◆ **ASSIGNMENT**
Please return every line from the entries that has the string "exception" in it.

Stored records:
━━━━━━━━━━

PR #1151, opened 2026-08-11
more classifiers for PyPI metadata

chirizxc:


Siyet (approved):
Thx for taking care of this! Small packaging improvements like this are appreciated.

PR #1155, opened 2026-08-14
Support Optional[Raw] when decoding JSON and MessagePack

### LINKED ISSUE #659: Optional[Raw] results in an unexpected validation error at json.decode time
### Description

it seems that the json parser finds a "object" type in the JSON stream but can't assign it to a fields that expects "null" (air-gapped system, i can't copy paste).

```
class Wrapper(Struct):
  result: Optional[Raw]
```
.. and decode some JSON into it, like `{ "result" : { "foo": "bar" } }` - and that will repro the error

DSeaStar:
Fixes #659.

`msgspec.Raw` was collected with a type mask of 0, so `Optional[Raw]` / `Raw | None` never recorded `MS_TYPE_NONE`. JSON and MessagePack then treated `null` as a `Raw` payload (`b"null"`) instead of `None`, which is the reproduction in #659.

This follows the design from the issue: `Raw` is allowed in a union only with `None`. `null` decodes as `None`; any other value decodes as `Raw`. Unions such as `Raw | int` now raise `TypeError`, matching the existing custom-type restriction.

Changes:
- Give `Raw` its own `MS_TYPE_RAW` flag and reject unsupported `Raw` unions at type-collection time.
- Peek for JSON `null` / MessagePack nil when decoding `Raw | None`.
- Accept `Raw | None` in `convert`.
- Add JSON, MessagePack, and `convert` tests for the `null` and non-null cases.

### DIFF
--- a/docs/changelog.md
+++ b/docs/changelog.md
@@ -1,5 +1,9 @@
 # Changelog
 
+## Unreleased
+
+- Support `Optional[msgspec.Raw]` / `Raw | None` when decoding JSON and MessagePack ({issue}`659`).
+
 ## Version 0.22.0 (2026-08-11)
 
 - Add `frozendict` support on Python 3.15+ ({pr}`1052`, {pr}`1105`).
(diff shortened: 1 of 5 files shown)


Siyet (changes requested):
Thx for working on this! Pls rebase on main and preserve the `raw` diagnostic from #1169, including both `raw` and `null` for `Raw | None`. Also document null handling and supported unions, and add a nullable Raw example to the typing checks.

PR #1157, opened 2026-08-14
Fix serializing `list` subclasses with external storage

### LINKED ISSUE #1156: `list` subclasses that store data elsewhere silently encode as `[]`
### Description

When a type subclasses both `list` and a container that keeps its items somewhere other than the built-in list storage (e.g. `collections.UserList`), `msgspec` encodes it as an empty array. No error is raised and `enc_hook` is never called, so the data is silently lost.

`json.dumps` from the standard library encodes the same object correctly.

### Reproduction

```python
import collections
import json
import msgspec

class L(collections.UserList, list):
    pass

x = L(["a", "b"])

print(list.__len__(x), len(x), list(iter(x)))
# 0 2 ['a', 'b']

print(json.dumps(x))
# ["a", "b"]

print(msgspec.json.encode(x))
# b'[]'

print(msgspec.msgpack.encode(x))
# b'\x90'

def hook(obj):
    print("hook called")   # never printed
    return list(obj)

print(msgspec.json.encode(x, enc_hook=hook))
# b'[]'
```

### Cause

The encoder dispatches on `PyList_Check` and then reads the built-in list storage directly via `PyList_GET_ITEM`/`PyList_GET_SIZE`. For these types that storage is empty — the items live in `UserList.data` and are only reachable through `__len__`/`__getitem__`/`__iter__`.

### Why it matters

I made [django-msgspec](https://django-msgspec.readthedocs.io/en/latest/) to provide Django integrations to msgspec. In rolling it out for a client, I found code that dumps Django’s [`ErrorList`](https://docs.djangoproject.com/en/stable/ref/forms/api/#django.forms.ErrorList) class into a JSON response. Since this class inherits from both `UserList` and `list`, the migration from stdlib json to msgspec causes error messages to be silently dropped.

Inheritance chain:

```python
>>> from django.forms.utils import ErrorList
>>> [c.__name__ for c in ErrorList.__mro__]
['ErrorList', 'UserList', 'MutableSequence', 'Sequence', 'Reversible',
 'Collection', 'Sized', 'Iterable', 'Container', 'list',
 'RenderableErrorMixin', 'RenderableMixin', 'object']
```

A plain `UserList` (without `list` in the bases) raises `TypeError: Encoding objects of type L is unsupported`, which is fine. It's the combination that turns a loud failure into silent data loss.

The equivalent `UserDict` + `dict` case also produces `{}`, but there `json.dumps` agrees, so it's less clear-cut.

### Expected behaviour

Encode the actual contents, or raise `TypeError`. Anything but silently producing `[]`.

Possible approaches, in rough order of preference:

1. Use the generic sequence path (`__len__`/`__getitem__` or iteration) when `type(obj) is not list` and the type overrides those slots.
2. Treat such types as unsupported so `enc_hook` gets a chance to handle them.

Option 2 alone would be enough for downstream libraries to work around this, since currently `enc_hook` is unreachable for these types.

### Versions

- msgspec 0.21.1
- Python 3.14.6
- macOS (arm64)

adamchainz:
Fixes #1156.

The new `ms_list_is_plain` function checks whether a `list` subclass stores its items in the internal list storage, and if not, copies the items out through the sequence protocol before serializing. This ensures that `list` subclasses are not serialized to an empty array.

### DIFF
--- a/docs/changelog.md
+++ b/docs/changelog.md
@@ -1,5 +1,12 @@
 # Changelog
 
+## Unreleased
+
+- Fix `list` subclasses that store their items outside of the internal list
+  storage (such as classes inheriting from both `list` and
+  `collections.UserList`) silently encoding as an empty array. They are now
+  encoded via the sequence protocol ({issue}`1156`).
+
 ## Version 0.22.0 (2026-08-11)
 
 - Add `frozendict` support on Python 3.15+ ({pr}`1052`, {pr}`1105`).
--- a/src/msgspec/_core.c
+++ b/src/msgspec/_core.c
@@ -3137,6 +3137,21 @@ ms_is_struct_inst(PyObject *o) {
     return ms_is_struct_meta(Py_TYPE((PyObject *)Py_TYPE(o)));
 }
 
+static MS_INLINE bool
+ms_list_is_plain(PyObject *obj) {
+    /* Checks whether a `list` instance stores its items in the internal list
+     * storage. Some subclasses of `list`, such as those combining it with
+     * `collections.UserList`, may store items elsewhere, only reachable
+     * through the sequence protocol. */
+    PyTypeObject *type = Py_TYPE(obj);
+    if (MS_LIKELY(type == &PyList_Type)) return true;
+    return (
+        type->tp_iter == PyList_Type.tp_iter
+        && type->tp_as_sequence->sq_length == PyList_Type.tp_as_sequence->sq_length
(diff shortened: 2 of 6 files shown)


provinzkraut (changes requested):
I don't think special casing lists here is the solution, and the current behaviour is documented.

I left a more detailed response here: https://github.com/msgspec/msgspec/issues/1156#issuecomment-5301543305

PR #1162, opened 2026-08-20
Fix SystemError when convert()'ing an out-of-range int to float

### LINKED ISSUE #1122: `convert` leaks `SystemError` on an out-of-range `int` → `float`, where `json.decode` cleanly raises `ValidationError`

STiFLeR7:
## Summary

`msgspec.convert(obj, float)` converts a Python `int` to a C `double` via `PyLong_AsDouble` without checking for overflow. For an `int` too large to represent as a finite `float` (e.g. `10**400`), `PyLong_AsDouble` sets `OverflowError` internally but still returns `-1.0`, and that value was passed straight through to `ms_decode_float` and returned to the interpreter with the exception still set — which surfaces as:

```
SystemError: <built-in function convert> returned a result with an exception set
```

This bypasses the documented `ValidationError` contract entirely, so a caller wrapping the call in `except msgspec.ValidationError` doesn't catch it.

`json.decode` already handles the equivalent case correctly, raising `ValidationError: Number out of range`. This PR applies the same "check `PyErr_Occurred()` after a lossy C conversion, then report via `ms_error_with_path`" pattern already used elsewhere in this file (e.g. `_constr_as_f64`), so `convert()` reports the overflow the same way — for both bare (`convert(big, float)`) and nested (`convert({"x": big}, dict[str, float])`) targets, under both `strict=True` and `strict=False`.

Fixes #1122.

## Testing

- Reverted the fix locally and reproduced the exact reported `SystemError` before reapplying it.
- Added `test_float_from_int_out_of_range` to `TestFloat` in `tests/unit/test_convert.py`, covering bare and nested targets under both strict modes.
- Ran the full `tests/unit/` suite: 6052 passed, 473 skipped, 0 failures.

### DIFF
--- a/src/msgspec/_core.c
+++ b/src/msgspec/_core.c
@@ -20937,7 +20937,14 @@ convert_int(
         return ms_decode_int_enum_or_literal_pyint(obj, type, path);
     }
     else if (type->types & MS_TYPE_FLOAT) {
-        return ms_decode_float(PyLong_AsDouble(obj), type, path);
+        double val = PyLong_AsDouble(obj);
+        if (val == -1.0 && PyErr_Occurred()) {
+            /* `obj` is out of range for a C double (PyLong_AsDouble sets
+             * OverflowError but still returns -1.0); without this check
+             * that error leaks past this function as a SystemError. */
+            return ms_error_with_path("Number out of range%U", path);
+        }
+        return ms_decode_float(val, type, path);
     }
     else if (
         type->types & MS_TYPE_DECIMAL
--- a/tests/unit/test_convert.py
+++ b/tests/unit/test_convert.py
@@ -429,6 +429,17 @@ class TestFloat:
         with pytest.raises(ValidationError, match="Expected `float`, got `null`"):
             convert(None, float)
 
+    @pytest.mark.parametrize("strict", [True, False])
+    def test_float_from_int_out_of_range(self, strict):
+        # A python int too large to represent as a C double must raise a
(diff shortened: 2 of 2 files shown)


Siyet (approved):
Verified locally with current `main` (7c2f473) merged into this branch, Python 3.14.6, `-X dev`:

- `convert(10**400, float)`, the nested `dict[str, float]`, `tuple[float, ...]` and Struct-field cases, `strict=False`, and the negative value all raise `ValidationError: Number out of range` with the right path suffix (`$[...]`, `$[1]`, `$.x`).
- `2**1024` is rejected, `2**1023` and `int(sys.float_info.max)` still convert.
- The `OverflowError` that `PyLong_AsDouble` sets does not leak: `__context__` and `__cause__` are `None`, `sys.exc_info()` is clean afterwards.
- Full unit suite: 6387 passed, 143 skipped.

The check mirrors what `_constr_as_f64` already does a few thousand lines up, and the message matches the JSON path. Bug fix with no API change, so I will put it in the merge queue once the CI runs (just approved for the first-time-contributor gate) come back green. The changelog entry gets added in the release-prep batch, same as the other fixes.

━━━━━━━━━━

◆ **COMPLETED EXERCISE**
`msgspec.convert(obj, float)` converts a Python `int` to a C `double` via `PyLong_AsDouble` without checking for overflow. For an `int` too large to represent as a finite `float` (e.g. `10**400`), `PyLong_AsDouble` sets `OverflowError` internally but still returns `-1.0`, and that value was passed straight through to `ms_decode_float` and returned to the interpreter with the exception still set — which surfaces as:
SystemError: <built-in function convert> returned a result with an exception set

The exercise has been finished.